Here he is showing a few more spots but they are always so faded.










This fish has a blue coloration for some reason when I wake up and turn on the tank lights. Here is a picture I took when I woke up and kept the lights off. Picture was taking with the flash and you can really see the blue.










So what do you experts think? Is this for sure a venustus? All the show tank venustus I have seen are darker, with a brighter blue face, and keep their spots. Still a cool fish I just wasn't sure if some venustus colors differ from one another and wanted to make sure I have a venustus to begin with.


----------



## Eugooglizer (Oct 30, 2012)

I have never seen a Venustus that blue before, mine looks much different, more like the ones pictured in the species profile of this site. Also in my experience Venustus has a more "chunky" body type than your fish. Makes me wonder if it is a Venustus crossed with a blue hap or peacock. Venustus will happily cross breed with pretty much any hap or peacock.


----------



## 24Tropheus (Jun 21, 2006)

Me I think maybe pure _Nimbochromis venustus_. They do not hybridise much as far as I know. And its not a small guy I am guessing?
Yep I could be way off base but _venustus_ are by far the most comon _Nimbochromis_ about and have been bred so long in the hobby I would for sure not go hybrid just because its not exactly like wild type and showing a lot of blue early.


----------



## Eugooglizer (Oct 30, 2012)

24Tropheus said:


> Me I think maybe pure _Nimbochromis venustus_. They do not hybridise much as far as I know. And its not a small guy I am guessing?
> Yep I could be way off base but _venustus_ are by far the most comon _Nimbochromis_ about and have been bred so long in the hobby I would for sure not go hybrid just because its not exactly like wild type and showing a lot of blue early.

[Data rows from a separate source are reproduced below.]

PR #2803, opened 2024-11-02
refactor(ForumTopicController): migrate recentPosts logic to an action

wescopeland:
This PR thins out `ForumTopicController::recentPosts()` so that most of that method's logic lives in an action.

The action is still untestable due to the query using code that is unsupported by SQLite.

There is a single functional change, which I will document in the code below.


app/Community/Actions/BuildAggregateRecentForumPostsDataAction.php
```diff
@@ -0,0 +1,137 @@
...
+        $topics = [];
+        if ($page === null || $page <= 3) {
+            // The query to get topics is kinda expensive, and it's called
+            // frequently. Therefore, let's use a stale-while-revalidate
+            // caching strategy so this is fast for most users.
+            $topics = Cache::flexible(
+                "recent-topics:{$permissions}:{$limit}:{$page}",
+                [10, 20],
+                fn () => $this->getRecentForumTopics($page ?? 1, $permissions, $limit)
+            );
```
wescopeland, line 37: [Cache::flexible()](https://laravel.com/docs/11.x/cache#swr) was added in Laravel 11.3, and is particularly useful here.

The first time the data is fetched, it's cached in Redis.

For 10 seconds, the data is considered "fresh". Any request within this 10-second window retrieves the cached data directly without refetching from the database.

The data can be served as "stale" for an additional 10 seconds (from the 10th to 20th second). During this stale period, if a request is made, the cached (stale) data will be served to the user, and the cache will be magically refreshed by the server in the background. This prevents users from experiencing a delay while waiting for a recalculated value.

If the page goes 20 seconds without receiving a request, the cache is purged/expired, and a fresh value will be calculated on the next page load.

wescopeland: I actually just checked our analytics, and the page gets so little traffic, I don't think this is worth it.

Jamiras (approved):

My local breeder has Venustus / Red Empress hybrids, Venustus / Mara Rocks hybrids, among others. He has a 180g that he uses to breed Syno cats and it is a free for all of all different kind of fish with lots of hybrids. He doesn't sell them obviously, just uses the females services to hold the Syno eggs.


----------



## 24Tropheus (Jun 21, 2006)

Yep all Malawi Haps hybridise. Just not sure this guy is a result of that.


----------



## CichlidPadawan (May 4, 2013)

After googling images of Venustus for awhile, I'm pretty sure it is a Venustus. There are several pictures of fish like mine on there. I'm still not sure why some keep their spots and some don't. Here is one of the pics I found that looks like mine.


----------



## CichlidPadawan (May 4, 2013)

24Tropheus my fish is about 6 to 6.5" long atm.


----------



## 24Tropheus (Jun 21, 2006)

Looks bigger may have been hormoned to get colour and big fins. Prob just have to waite a bit see how he goes.
_N.venustus_ are big guys. Maximum Size: 10.5" a big understatment in tanks, seen em (or hybrids of em) well over a foot long. Some are not peaceful iether. If it is hybrid its sure close to _N.venustus_. :thumb:
I had one well over 12" it came from someone who grew it in a 3 foot tank! Lovely guy, peaceful too. Unlike the ones I try and grow on myself.  

For such a big guy common in the hobby. And though hybrids almost cirtainly are about not seen em in the shops, here in the UK at least.


----------



## Chester B (Dec 28, 2012)

binnyskyle said:


> I have never seen a Venustus that blue before, mine looks much different, more like the ones pictured in the species profile of this site. Also in my experience Venustus has a more "chunky" body type than your fish.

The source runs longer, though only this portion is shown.